“這像是帶刺的玫瑰。”近日,一位信托公司投行部人士向我這樣形容當前火熱的藝術品信托產品,緊接著他話鋒一轉,“我們公司以后不大敢做藝術品信托業務了,因為產品里面水很深。”
我好奇的是,水究竟有多深?
或許一款天價藝術品《砥柱銘》能夠一測其中深淺。2010年,一位神秘人物出價4.368億元將北宋黃庭堅書法《砥柱銘》收入囊中,刷新當時國內藝術品成交最高紀錄。隨后這位神秘人物將《砥柱銘》作為抵押品,通過吉林信托發行一款“雅盈堂藝術品收益權集合資金信托計劃”,募集資金4.5億元。
這位神秘人物,正是今年由于經濟問題被調查的“雅盈堂”實際控制人王耀輝。隨著王耀輝被調查,藝術品信托市場正引發一系列多米諾效應,此前他還將2010年的藝術品拍賣所得,交給國投信托與北京信托做抵押,分別推出1.5億元規模的國投飛龍藝術品基金9號集合資金信托計劃,與3.4億元的寶騰一號藝術品投資集合資金信托計劃。

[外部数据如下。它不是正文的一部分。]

PR #2655, opened 2023-08-20
chore: Migrate to Vue 3

mortik:
## Summary

- Full Vue 3 migration with Composition API (`<script setup>`) across all components
- Doorkeeper OAuth2 integration with JWT tokens, OpenID Connect, scopes, and refresh tokens
- Admin + user self-service OAuth application management (CRUD)
- Admin RSI API status page with request log management
- Feature flags admin management and user self-service
- Replace manual API clients with Orval-generated ones
- Action Policy authorization (replacing CanCanCan)
- Various frontend/backend improvements and fixes

## Resolves

Closes #2708 — Doorkeeper setup is fully included and extended in this branch (JWT, OIDC, scopes, admin/user OAuth app management).

Resolves: #3239, #3240, #3241, #3242, #2568, #3243, #3244

🤖 Generated with [Claude Code](https://claude.com/claude-code)

PR #4406, opened 2026-08-16
data(sc_data): manufacturer logos, commodity icons, and the artwork itself

mortik:
Parser output only — no code. Produced by #4409, which is the twenty-odd hand-written files that generate it.

Split this way because the two together were unreviewable: 265 generated files around 22 written ones, well past the 100-file mark where Greptile stops reading and past the point where a person can see the change either.

## Parsed manufacturers, 121 files

Re-parsed now that the records' `Logo` attribute is read rather than skipped. **112 of the 120 carry one**, stored as the path the record names, downcased to match what the other catalogues already hold:

```diff
   "name": "Talon",
   "short_name": null,
-  "description": null
+  "description": null,
+  "icon": "ui/sharedassets/manufacturerlogos/talon_256.tif"
```

`manufacturers/asad.json` goes. The folder clearing from #4401 caught it on its first real run: the build ships `ASD`, that file said `ASAD`, and it had been sitting in the tree since the Vue 3 migration in #2655.

## The artwork, 144 files, 2.1 MB

104 manufacturer logos and 40 commodity icons, copied from the PNGs and vectors the export ships — byte-identical to what CIG produced.

They are carried here rather than fetched from the bucket at load time because of the ratio: **2.1 MB referenced against 128 MB of asset trees**. Every variant of an item shares its family artwork, so what the app references is a rounding error on what is exported. At that size, committing costs less than S3 credentials in production and a bucket dependency on every load.

🤖


mortik:
@greptile-apps review

PR #4407, opened 2026-08-16
feat(equipment): read how much room a piece of gear takes

mortik:
> Stacked on #4410, which carries the re-parsed equipment tree. This PR is the code only — 12 files. Base retargets to `main` automatically once #4410 merges.

## What

`equipment.volume` has existed since the armour and clothing import and nothing ever wrote to it — every row was `NULL`. This reads it out of the game files, along with the box each piece physically fills.

## Why two numbers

如今,三款藝術品信托能否安然到期兌付,恐怕連信托公司與投資者心里都沒底。可是,多數信托公司人士卻相信這僅僅是一次“黑天鵝”事件,今年藝術品投資依舊紅紅火火。用益信托工作室統計,今年一季度信托公司共發行藝術品信托產品13款,比去年同期增加7款;發行規模為181374萬元,同比增長42.81%。畢竟,在藝術品拍賣市場,交易雙方為了某個特定目的串謀抬高藝術品身價的行為屢見不鮮,至于多數敢于購買藝術品信托的投資者,想法則更單純——借藝術品投資熱分得一杯羹而已。
他們的單純想法能否如愿?多位信托公司人士向記者講述藝術品信托如何被偷梁換柱的奇妙旅程:一家房地產企業聯合拍賣公司制造假拍賣,故意抬高藝術品身價,然后把它作為抵押向信托等機構融資,而投資者的錢則悉數流向房地產項目。

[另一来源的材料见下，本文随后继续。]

PR #4416, opened 2026-08-17
feat(hangar): ship inventories

mortik:
Stacked on #4415 — the parser output lives there, so this PR is code only.

Replaces #4375, which GitHub would not let me retarget (*"cannot change the base branch because the pull request is part of a stack"*). Same branch, same commits, review history is on the old thread.

Hangar inventories answer "what is in this locker". They do not answer the question people actually have: *the cargo is in the Ironclad — where is the rest of my stuff?* A ship's cargo hold is the same bucket with a different holder, so this hangs inventories off vehicles instead of introducing a third subsystem.

Plan: [`docs/exec-plans/vehicle-inventories.md`](docs/exec-plans/vehicle-inventories.md).

## Data model

`inventories` gains `vehicle_id` with three partial indexes. `holder` stays *who owns it*; `vehicle_id` is *where it is*. Keeping them apart is what lets slice 3 express "org cargo aboard a member's Hull C", which a `holder: Vehicle` design cannot say.

One inventory per vehicle, because implicit provisioning only works if "where does this deposit go" has exactly one answer. Two Ironclads therefore produce two inventories both called "Ironclad Inventory" — fine, since nothing resolves by that string any more. The name is stored rather than derived, so an inventory orphaned by a sale keeps a name that still means something, and `on_delete: :nullify` plus a `before_destroy` copies the ship's name into `location` before the link goes.

## Provisioning

The inventory does not exist until something is put in it.

- `GET /vehicles/:id/inventory` on an untouched ship returns `200` with `id: null` and creates nothing — a GET that writes would break caching and would fill a 60-ship hangar with empty buckets.
- The first `POST .../items` creates it, inside the same transaction as the entry, so a rejected deposit leaves no empty inventory behind.
- Two first deposits racing are settled by the unique index on `vehicle_id`; the insert sits in a savepoint so the loser can still read the winner's row.
- `DELETE .../inventory` drops the row and its entries. That is "clear this ship's cargo" and needs no separate concept.

## API

`/vehicles/:id/inventory` with `items`, `stock` and the CSV import nested under it, addressed by vehicle id or serial the way loadouts already are (`vehicles.slug` is nil for most ships). Scoping the lookup to the signed-in user's vehicles is the authorization boundary, so no policy branches on holder type.

Two things worth flagging for review:

- **`HangarInventoryItemsController` and `HangarInventoryStockController` were refactored onto a shared concern** before the vehicle ones were written, so ship inventories cost three thin controllers instead of a second copy of ninety lines. The hangar suite passes **unmodified** — that commit is the proof.
- **Slug lookups in the hangar controllers are now scoped to inventories without a vehicle.** Ship inventories share a slug with every other ship of the same model, so `/hangar/inventories/:slug` would otherwise be ambiguous.

New OpenAPI components are neutral (`Inventory`, `InventoryItem`, `InventoryVehicle`, …) and render from the same jbuilders as the `Hangar*` ones, which cannot drift as a result. The hangar names stay put — renaming them breaks generated clients; `HangarInventory` only *gains* a nullable `vehicle`, which is an addition, not a rename.

## Frontend

A Cargo tab on the vehicle page, wiring the existing Logistics components: stock and log tables, deposit/withdraw, CSV import, per-position edit and delete, clear-cargo. Capacity shows `312 / 400 SCU` from `models.cargo` and turns red past the limit, but **nothing rejects a deposit** — players stash cargo outside the grid, and personal inventory is not cargo.

The two Hangar modals were the only components that knew which endpoints they wrote to; they now take an `InventoryTarget` union, which is what keeps slice 3 from needing a third copy of them. On `/hangar/inventories`, ship inventories carry the ship as their subtitle and link to that ship's Cargo tab.

## Verification

- 66 new integration tests across the ten vehicle endpoints, mirroring the hangar suite: another user's ship → 404, unauthenticated → 401, and the import action inside the `hangar:write` guard — the gap that produced a 500 on the fleet side.
- `assert_no_difference "Inventory.count"` on the GET, on the items index, and on a rejected first deposit.
- A lost-race test that drives the real `RecordNotUnique` path inside a surrounding transaction.
- Full backend suite green apart from four pre-existing failures I confirmed on a clean tree (WebMock blocking a Vite asset fetch during mailer rendering, plus one parallel-order flake that passes in isolation). Frontend: 153 tests, `lint:ts` and `lint:fix` clean.

## Added since the first review

- **A cargo position now has its own page**, `/hangar/:id/cargo/:item`, matching hangar and fleet. Stock and log rows link by name; edit and delete moved off the table row, which also removed an artifact — `Btn` draws end-caps for standalone controls, and against a table row they read as bars floating above and below the icon.
- **A route into it at all.** Nothing linked the vehicle page, so the context menu gained *Manage Cargo* beside *Manage Loadouts*.
- **`meta.feature` now blocks navigation.** It only ever hid nav entries, so every flagged route in the app was reachable by URL and answered 403s. The router resolves the flag in `beforeResolve` and sends those to the 404, after the session checks. The three hangar inventories routes declared no flag at all and now do.
- **`ship_inventories` reaches past the vehicle endpoints.** While it is off, the hangar list, the aggregate stock and the aggregate ledger fall back to `Inventory.hand_made` — otherwise the overview kept listing ship inventories and linking them to a tab that was not there.
- **A ship's own storage counts toward capacity.** `models.personal_inventory` is read from the vehicle entity's container (#4415 carries the parsed side), and capacity is now grid + storage rather than the grid alone.
- **Gear counts toward what is aboard.** `totalVolumeScu` measures per-piece gear through the catalogues, so a hold of armour no longer reads as empty, and the tab shows what is left. A position nothing has measured is left out rather than guessed at, and `unmeasuredCount` says how far off the floor might be.
- **The equipment picker is scoped to its category.** One table holds guns, armour and attachments, so picking *Weapon* offered all 103 item types; it now reaches the 24 that are weapons. *Ammunition* is relabelled *Attachments & Ammunition*, since it maps to the whole `weapon_attachment` type.
- **Feature flags go through the generated enum everywhere**, including route meta and `FeatureGuard` props, with `x-enumNames` added so dashed flags get a dot-accessible key.

## Still not in this PR

Consumables cannot link to a catalogue item. #4403 landed the records after this branch was written; wiring the picker is a follow-up.

Slice 3 — migrating fleet inventories onto this table, which unlocks the combined hangar + ships + fleets search — is next and unblocked by the concern extracted here.

🤖


mortik:
Closing — opened in error. #4375 stays the review thread. 🤖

但是,信托公司不會告知真相——藝術品信托產品實質是“被包裝”的房地產信托產品。信托產品所宣傳的藝術品大幅升值空間,早在拍賣市場被大幅透支。
當《砥柱銘》在2010年被拍出4.368億元天價時,已有一些藝術品鑒賞家感慨“價格過高”。隨之而來的,是王耀輝借藝術品融資投向房地產的傳聞四起。畢竟王耀輝主營的業務是地產開發,上述“雅盈堂”信托計劃的擔保方是北京藍色港灣置業有限公司。如今,一旦藍色港灣項目銷售進展不順利,誰能夠給雅盈堂藝術品收益權集合資金信托計劃的投資者兜底?

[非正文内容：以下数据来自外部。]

PR #4431, opened 2026-08-17
feat(admin): commodity and equipment reference tables

mortik:
Adds commodities and personal gear to the admin panel — list, create, edit, destroy, filter sidebar, store image, and the item price tab equipment already had rows for — then carries the same treatment across to the components list so the three catalogues read alike.

### Prices

All three price through the one polymorphic `item_prices` table and each was asked the same three questions, so the association, `bought_at`/`sold_at` and the new cheapest-of-each-direction readers collapse into `ItemPriceConcern`. Commodity gains prices with it — the UEX snapshot has been writing rows against `item_type: "Commodity"` since the sync landed and the model had no association to read them back.

The lists show the cheapest buy and sell price and filter on a range of each. The filter goes through a ransacker on a scalar subquery rather than a join: a join on a polymorphic `has_many` repeats the item once per price row, and the `distinct` that fixes that fights the ordering ransack applies on top. `type: :decimal` is what makes `_gteq` compare numbers instead of the query string's text. Same expression behind the payload field and the filter, so the number you filter on is the number the row shows.

That missing association also explains a gap on the **public** API: commodities were the only one of the three catalogues without `availability`, not by choice but because there was nothing to render from. Model prices from the same UEX feed are already public, so there was no contract reason to withhold these. The public commodity payload now carries `boughtAt`/`soldAt` like its siblings.

One fix that came out of this rather than being asked for: these payloads cache on `["v1", record]`, and the snapshot writes prices without touching the item it prices, so cached `availability` was serving the previous day's numbers — on the public equipment and component endpoints as well as the admin ones. The cache keys now carry a price fingerprint: count plus a microsecond-resolution max `updated_at`, since a re-priced row within the same second went unnoticed at second resolution.

### Filter groups

`commodityType`, `equipmentType`, `itemType`, `weaponClass`, `componentClass` and the component `itemType` become pickers instead of substring matching. The backing actions mostly existed but were absent from the schema, so no generated client could reach them. Declaring them means they authorize through their resource policy like the rest of the resource, where before any signed-in admin could read the lists — a deliberate behaviour change on the four pre-existing actions.

Weapon class options are read off the table rather than from `Equipment::WEAPON_CLASSES`. The column is a free string precisely so a class a patch introduces loads rather than raises, so sourcing the picker from the constant would leave those rows unfilterable until someone edited it. Same rule `equipment_types` and `item_types` already follow, with a test for it.

`Admin::V1::Schemas::Component` is new only because there was none — the admin document referenced the shared definition directly, so the two price fields would otherwise have landed in the public schema. Same name, admin scope, no reference changes.

### The widened item type enum

`ItemPriceItemTypeEnum` gains `Equipment` and `Commodity`, which oasdiff reports as 384 `response-property-enum-value-added` warnings across 33 public endpoints — the enum sits under `availability` on models, modules, paints, components and equipment, so two values reach a lot of paths.

Both values were already being served before this change: public `GET /equipment` renders `availability`, and admin `GET /item-prices` lists `ItemPrice.all`, which has held commodity rows since the sync landed. `response_validation` is disabled, so the mismatch went unreported — the enum was too narrow for data the API already returned, and widening it corrects the contract rather than changing what ships.

Ignored per message in `swagger/v1/oasdiff-ignore.txt`, the way the `cosmetic` and inventory `item/type` additions already are, so a future enum addition still has to be looked at rather than passing silently. It is a long block; a `--severity-levels` file would collapse it to one line if you'd rather change that policy.

### The scroll fix

Worth a look in a browser, since it's CSS-only and has no coverage. The list tables were in the group setting `overscroll-behavior: none` on both axes. The y value blocks propagation to the ancestor **even on an axis the container cannot scroll**, so as soon as a table was wide enough to become a scroll container, hovering it froze the page. Every table gets this once it gains a column; the three lists here just crossed the threshold. They scroll sideways only — nothing caps their height — so `x` is the axis that wants `none`. `.compare-table` stays on both: it caps its own height and genuinely owns the vertical axis.

I left `overflow: auto` on the table wrapper alone. Pinning it to `overflow-y: hidden` would also help, but the actions column renders a `BtnDropdown` on mobile that overflows the wrapper vertically, and `hidden` would clip it unreachable where `auto` at least lets you scroll to it.

### Notes

- The four price labels are translated in all seven locales. The filter-group labels reuse keys this branch already left in English in the non-English locales, so they're still pending a translation pass. Five placeholder keys were pruned where the input became a group and nothing reads them any more.
- Payload weight is worth a thought on the public commodities index: UEX prices a commodity at every terminal that trades it, and the endpoint is index-only with `paginates_per 60`. It follows the components precedent, and the controller preloads `item_prices`, but it is the heaviest of the three.
- 2006 tests pass locally (`standardrb`, `pnpm lint:ts`, `pnpm lint:fix` clean); the two local `users_*` mailer errors reach for a Vite asset over HTTP and pass on CI.

🤖


mortik:
@greptile-apps review

mortik:
The camelCase finding is incorrect — `Middleware::TransformParameters` normalizes it, app-wide, before any controller sees the request.

It is registered in `config/application.rb:68` and deep-transforms **both** `request_parameters` and `query_parameters` from camelCase to snake_case, so `equipmentType` arrives as `equipment_type` and the snake_case `permit` list matches. That is why the same camelCase-schema/snake_case-permit pairing already works for every existing admin resource, including the components controller these two were modelled on.

It was also already covered, if incidentally: `PUT /equipment/:id assigns a manufacturer` sends `body: {manufacturerId: manufacturer.id}` and asserts the manufacturer is assigned. That test passes on this branch, which it could not if multi-word keys were being dropped.

That said, the review pointed at a real gap in the tests, so it earned its keep: the `POST` cases only sent `name`, which reads identically in both conventions, so nothing actually exercised the transform. Added in c832a7bc — one test per resource that posts `equipmentType` / `itemType` / `subType` / `weaponClass` / `manufacturerId` / `scKey` and `commodityType` / `uexId` / `uexCode` / `scKey`, asserting both the response and the persisted record.

No production code changed, since none needed to. 🤖

mortik:
@greptile-apps review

投資者首先想到的兜底對象,是信托公司——但他們可能失望了。一旦雅盈堂藝術品收益權集合資金信托計劃由于王耀輝被調查發生到期償付風險,吉林信托是否“兜底”?后者一直對此忌諱莫深。
“不能指望信托公司。”上述信托公司投資銀行部人士直言,如今信托公司面臨千億信托產品到期兌付壓力,也是泥菩薩過江,自身難保。
而信托公司的自救術,則是再度“偷梁換柱”,靠發行現金管理類信托產品向投資者融資。只要這些資金能夠進入信托公司自身設計的資金池,他們就有各種方式將資金用于信托產品到期兌付。換言之,現金管理類信托產品的新投資者,在不知情的情況下,給藝術品信托的老投資者套現“買單”。
可是,誰又給新投資者買單呢?對投資者而言,在投資藝術品信托與現金管理類信托產品時得留一個心眼,多問幾句信托產品融資的具體流向、如何監管資金流向與產品還本付息來源,靠信托產品抵押物與產品收益率判斷信托產品好壞的時代,已經一去不復返。